### Prompt
A verbatim copy of the lines from the one with "rifle.py draws the" through the final line below is required; print it and nothing else.
▼
PR #31, opened 2015-10-01
Basic grunt shooting

ExtraGravity:
The enemies shoot and do damage to the main character, but deleting the main character and creating a game over screen is a whole different story so I will leave that to a different pull request.

### DIFF
--- a/basic_grunt.py
+++ b/basic_grunt.py
@@ -80,7 +80,7 @@ class BasicGrunt(GameObject):
         y_distance = main_character_position[1] - self.position_[1]
         distance = (x_distance**2 + y_distance**2)**(1/2)
 
-        if distance > 600:
+        if distance > 400:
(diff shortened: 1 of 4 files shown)


gordon-cheung:
Looks good! But I don't see why would rifle.py draw the enemy projectile. Shouldn't the basic projectile be the same regardless if you are using rife or homing missiles?

ExtraGravity:
rifle.py draws the enemy projectile because it's targeting system is the player's vision. The player doesn't actually see the world, he sees what the targeting system sees. The idea is that the targeting system asks the universe for information, and displays what the universe tells it about. \

The basic projectile should kind of be the same, they do different damages. What would happen in C++ would be that they both inherit from projectile and then can set things like their damage or speed maybe. But for the purposes of this prototype, we will create a new object.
▲
### Exercise output
rifle.py draws the enemy projectile because it's targeting system is the player's vision. The player doesn't actually see the world, he sees what the targeting system sees. The idea is that the targeting system asks the universe for information, and displays what the universe tells it about. \

The basic projectile should kind of be the same, they do different damages. What would happen in C++ would be that they both inherit from projectile and then can set things like their damage or speed maybe. But for the purposes of this prototype, we will create a new object.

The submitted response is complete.